--- Data extract Enclosed Below ---

PR #766, opened 2017-02-10
Remove web content item

carlosmartinez:
With the recent model changes, `WebContentItem` has become superfluous. In the name of making the codebase less confusing and easier to work with, we have removed it and pulled its core functionality into `Edition`. Therefore the downstream presenters now present an `Edition` rather than a `WebContentItem`.


app/queries/get_web_content_items.rb
```diff
@@ -1,79 +0,0 @@
-module Queries
```
kevindew: yay for removing this, only need to refactor one validator and we can lose the arel helpers.

app/workers/downstream_discard_draft_worker.rb
```diff
@@ -13,10 +13,10 @@ class DownstreamDiscardDraftWorker
   def perform(args = {})
     assign_attributes(args.symbolize_keys)
 
-    current_path = web_content_item.try(:base_path)
+    current_path = edition.try(:base_path)
```
kevindew: I don't think this needs to be a `try`

app/workers/downstream_discard_draft_worker.rb
```diff
@@ -46,11 +46,11 @@ def assign_attributes(attributes)
...
     if attributes[:locale]
       @locale = attributes[:locale]
-      @web_content_item = Queries::GetWebContentItems.for_content_store(content_id, locale, true)
+      @edition = Queries::GetEditionForContentStore.(content_id, locale, true)
     else
       content_item_id = attributes[:live_content_item_id]
-      @web_content_item = content_item_id ? Queries::GetWebContentItems.find(content_item_id) : nil
-      @locale = web_content_item.try(:locale)
+      @edition = content_item_id ? Edition.find(content_item_id) : nil
+      @locale = edition.try(:locale)
```
kevindew: again, should be fine as a method

app/queries/get_edition_for_content_store.rb
```diff
@@ -0,0 +1,18 @@
+module Queries
+  class GetEditionForContentStore
+    def self.call(content_id, locale, include_draft = false)
+      allowed_states = [:published, :unpublished]
+      allowed_states << :draft if include_draft
+
+      scope = Edition.with_document
+      scope = Unpublishing.join_editions(scope)
```
kevindew: probably nicer to have this as `.left_outer_join(:unpublishing)` I think we only have the `join_editions` because Edition didn't know about unpublishings

app/queries/get_edition_for_content_store.rb
```diff
@@ -0,0 +1,18 @@
+module Queries
+  class GetEditionForContentStore
+    def self.call(content_id, locale, include_draft = false)
+      allowed_states = [:published, :unpublished]
```
kevindew: rather than basing this on state can we base it on content_store value?

app/presenters/queries/available_translations.rb
```diff
@@ -28,7 +28,7 @@ def grouped_translations
 
       def expand_translation(id)
         expansion_rules = LinkExpansion::Rules
-        web_item = ::Queries::GetWebContentItems.call(id).first
+        web_item = Edition.where(id: id).first
```
kevindew: `find_by` ?

app/presenters/downstream_presenter.rb
```diff
@@ -97,14 +90,14 @@ def rendered_details
...
-        document_type: web_content_item.document_type
+        format: edition.schema_name,
+        schema_name: edition.schema_name,
+        document_type: edition.document_type
       }
     end
 
     def withdrawal_notice
-      unpublishing = Unpublishing.find_by(edition_id: web_content_item.id)
+      unpublishing = Unpublishing.find_by(edition_id: edition.id)
```
kevindew: `edition.unpublishing` instead?

app/models/edition.rb
```diff
@@ -192,6 +194,42 @@ def gone?
     end
   end
 
+  def to_h
```
kevindew: The changes in this class seem to introduce a bunch of presentation concerns into this model. 

I think it'd make sense that we have this logic in a presenter, what do you think? 

We also could do with adjusting `to_json` to not be using document fields and instead just be serializing the edition model.

app/workers/downstream_discard_draft_worker.rb
thomasleese: Just tried replacing it, got instead `undefined method `base_path' for nil:NilClass` which I wasn't expecting, but would appear that's why it's a `try`.

app/workers/downstream_discard_draft_worker.rb
thomasleese: I believe this is also required in the case when `edition` is `nil`.

app/queries/get_edition_for_content_store.rb
thomasleese: We tried this originally, but Rails wasn't having it because the foreign key relation is not defined in the database. We could create a migration to add this constraint though, what do you think?

app/workers/downstream_discard_draft_worker.rb
carlosmartinez: i guess if `edition` were `nil`, we should fail in a more transparent way.

kevindew: doh! sorry I misunderstood the code (and I'm pretty sure it was me that introduced the try in the first place)

app/models/content_store/content_item.rb
```diff
@@ -0,0 +1,54 @@
...
+  end
+
+private
+
+  def locale
+    edition.document.locale
+  end
+
+  def withdrawn?
+    edition.unpublishing.present? && edition.unpublishing.withdrawal?
```
thomasleese: I think we can just use `edition.withdrawn?` etc for these methods and the ones below. Or is the plan to remove those methods from `Edition` at some point?

app/models/content_store/content_item.rb
```diff
@@ -0,0 +1,54 @@
+class ContentItem
```
kevindew: I think it'd be make sense for this class to be within a content_store module, would save having to tweak the autoloader and feels less surprising.

carlosmartinez: yeah. it's all changing! i'll give you a shout when we've pushed.

dougdroper:
@kevindew 
> Main thing I've flagged is the presentation responsibility.

We took the `to_h` out of edition, but it turns out that it is not only responsible for presentation, it is also needed for link expansion. It could be pulled out into a separate object, but it didn't add any value. WDYT?

kevindew:
@dougdroper sure, yeah that'd kick in since we're presenting them as a content item in link expansion too - I can see the url methods are used in debug too so maybe they do belong at edition level.

Lets grab a few mins tomorrow to go through this just to try work out lines between Edition / Content Item concerns.

app/presenters/edition_presenter.rb
```diff
@@ -0,0 +1,120 @@
...
+
+    def unexpanded_links
+      Queries::LinkSetPresenter.new(
+        LinkSet.find_by(content_id: edition.content_id)
+      ).links
+    end
+
+    def present
+      edition.to_h
+        .except(*%i{updated_at created_at document_id content_store last_edited_at id state user_facing_version api_url web_url withdrawn api_path unpublishing_type}) # only intended to be used by publishing applications
```
thomasleese: This is getting quite long now, might be worth extracting out into a constant at the top of the file with a name explaining what it is for. (I remember skipping past this line once before because I didn't know what it did when it was the exact thing I was looking for.)

app/presenters/queries/available_translations.rb
```diff
@@ -20,16 +17,19 @@ def translations
...
 
       def expand_translation(id)
         expansion_rules = LinkExpansion::Rules
-        web_item = ::Queries::GetWebContentItems.call(id).first
-        web_item.to_h.select { |f| expansion_rules.expansion_fields(:available_translations).include?(f) }
+        web_item(id).select { |f| expansion_rules.expansion_fields(:available_translations).include?(f) }
+      end
+
+      def web_item(id)
+        Edition.find_by(id: id).to_h
```
thomasleese: Can we use `find(id)` here?

carlosmartinez:
```
ActiveRecord::RecordNotFound:
Couldn't find all Editions with 'id': (11, en, published) (found 1 results, but was looking for 3)
```
bizarre!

--- End of Enclosed Data extract ---

▸ **Exercise brief**
Print the data again exactly.

▸ **Exercise output**
PR #766, opened 2017-02-10
Remove web content item

carlosmartinez:
With the recent model changes, `WebContentItem` has become superfluous. In the name of making the codebase less confusing and easier to work with, we have removed it and pulled its core functionality into `Edition`. Therefore the downstream presenters now present an `Edition` rather than a `WebContentItem`.


app/queries/get_web_content_items.rb
```diff
@@ -1,79 +0,0 @@
-module Queries
```
kevindew: yay for removing this, only need to refactor one validator and we can lose the arel helpers.

app/workers/downstream_discard_draft_worker.rb
```diff
@@ -13,10 +13,10 @@ class DownstreamDiscardDraftWorker
   def perform(args = {})
     assign_attributes(args.symbolize_keys)
 
-    current_path = web_content_item.try(:base_path)
+    current_path = edition.try(:base_path)
```
kevindew: I don't think this needs to be a `try`

app/workers/downstream_discard_draft_worker.rb
```diff
@@ -46,11 +46,11 @@ def assign_attributes(attributes)
...
     if attributes[:locale]
       @locale = attributes[:locale]
-      @web_content_item = Queries::GetWebContentItems.for_content_store(content_id, locale, true)
+      @edition = Queries::GetEditionForContentStore.(content_id, locale, true)
     else
       content_item_id = attributes[:live_content_item_id]
-      @web_content_item = content_item_id ? Queries::GetWebContentItems.find(content_item_id) : nil
-      @locale = web_content_item.try(:locale)
+      @edition = content_item_id ? Edition.find(content_item_id) : nil
+      @locale = edition.try(:locale)
```
kevindew: again, should be fine as a method

app/queries/get_edition_for_content_store.rb
```diff
@@ -0,0 +1,18 @@
+module Queries
+  class GetEditionForContentStore
+    def self.call(content_id, locale, include_draft = false)
+      allowed_states = [:published, :unpublished]
+      allowed_states << :draft if include_draft
+
+      scope = Edition.with_document
+      scope = Unpublishing.join_editions(scope)
```
kevindew: probably nicer to have this as `.left_outer_join(:unpublishing)` I think we only have the `join_editions` because Edition didn't know about unpublishings

app/queries/get_edition_for_content_store.rb
```diff
@@ -0,0 +1,18 @@
+module Queries
+  class GetEditionForContentStore
+    def self.call(content_id, locale, include_draft = false)
+      allowed_states = [:published, :unpublished]
```
kevindew: rather than basing this on state can we base it on content_store value?

app/presenters/queries/available_translations.rb
```diff
@@ -28,7 +28,7 @@ def grouped_translations
 
       def expand_translation(id)
         expansion_rules = LinkExpansion::Rules
-        web_item = ::Queries::GetWebContentItems.call(id).first
+        web_item = Edition.where(id: id).first
```
kevindew: `find_by` ?

app/presenters/downstream_presenter.rb
```diff
@@ -97,14 +90,14 @@ def rendered_details
...
-        document_type: web_content_item.document_type
+        format: edition.schema_name,
+        schema_name: edition.schema_name,
+        document_type: edition.document_type
       }
     end
 
     def withdrawal_notice
-      unpublishing = Unpublishing.find_by(edition_id: web_content_item.id)
+      unpublishing = Unpublishing.find_by(edition_id: edition.id)
```
kevindew: `edition.unpublishing` instead?

app/models/edition.rb
```diff
@@ -192,6 +194,42 @@ def gone?
     end
   end
 
+  def to_h
```
kevindew: The changes in this class seem to introduce a bunch of presentation concerns into this model. 

I think it'd make sense that we have this logic in a presenter, what do you think? 

We also could do with adjusting `to_json` to not be using document fields and instead just be serializing the edition model.

app/workers/downstream_discard_draft_worker.rb
thomasleese: Just tried replacing it, got instead `undefined method `base_path' for nil:NilClass` which I wasn't expecting, but would appear that's why it's a `try`.

app/workers/downstream_discard_draft_worker.rb
thomasleese: I believe this is also required in the case when `edition` is `nil`.

app/queries/get_edition_for_content_store.rb
thomasleese: We tried this originally, but Rails wasn't having it because the foreign key relation is not defined in the database. We could create a migration to add this constraint though, what do you think?

app/workers/downstream_discard_draft_worker.rb
carlosmartinez: i guess if `edition` were `nil`, we should fail in a more transparent way.

kevindew: doh! sorry I misunderstood the code (and I'm pretty sure it was me that introduced the try in the first place)

app/models/content_store/content_item.rb
```diff
@@ -0,0 +1,54 @@
...
+  end
+
+private
+
+  def locale
+    edition.document.locale
+  end
+
+  def withdrawn?
+    edition.unpublishing.present? && edition.unpublishing.withdrawal?
```
thomasleese: I think we can just use `edition.withdrawn?` etc for these methods and the ones below. Or is the plan to remove those methods from `Edition` at some point?

app/models/content_store/content_item.rb
```diff
@@ -0,0 +1,54 @@
+class ContentItem
```
kevindew: I think it'd be make sense for this class to be within a content_store module, would save having to tweak the autoloader and feels less surprising.

carlosmartinez: yeah. it's all changing! i'll give you a shout when we've pushed.

dougdroper:
@kevindew 
> Main thing I've flagged is the presentation responsibility.

We took the `to_h` out of edition, but it turns out that it is not only responsible for presentation, it is also needed for link expansion. It could be pulled out into a separate object, but it didn't add any value. WDYT?

kevindew:
@dougdroper sure, yeah that'd kick in since we're presenting them as a content item in link expansion too - I can see the url methods are used in debug too so maybe they do belong at edition level.

Lets grab a few mins tomorrow to go through this just to try work out lines between Edition / Content Item concerns.

app/presenters/edition_presenter.rb
```diff
@@ -0,0 +1,120 @@
...
+
+    def unexpanded_links
+      Queries::LinkSetPresenter.new(
+        LinkSet.find_by(content_id: edition.content_id)
+      ).links
+    end
+
+    def present
+      edition.to_h
+        .except(*%i{updated_at created_at document_id content_store last_edited_at id state user_facing_version api_url web_url withdrawn api_path unpublishing_type}) # only intended to be used by publishing applications
```
thomasleese: This is getting quite long now, might be worth extracting out into a constant at the top of the file with a name explaining what it is for. (I remember skipping past this line once before because I didn't know what it did when it was the exact thing I was looking for.)

app/presenters/queries/available_translations.rb
```diff
@@ -20,16 +17,19 @@ def translations
...
 
       def expand_translation(id)
         expansion_rules = LinkExpansion::Rules
-        web_item = ::Queries::GetWebContentItems.call(id).first
-        web_item.to_h.select { |f| expansion_rules.expansion_fields(:available_translations).include?(f) }
+        web_item(id).select { |f| expansion_rules.expansion_fields(:available_translations).include?(f) }
+      end
+
+      def web_item(id)
+        Edition.find_by(id: id).to_h
```
thomasleese: Can we use `find(id)` here?

carlosmartinez:
```
ActiveRecord::RecordNotFound:
Couldn't find all Editions with 'id': (11, en, published) (found 1 results, but was looking for 3)
```
bizarre!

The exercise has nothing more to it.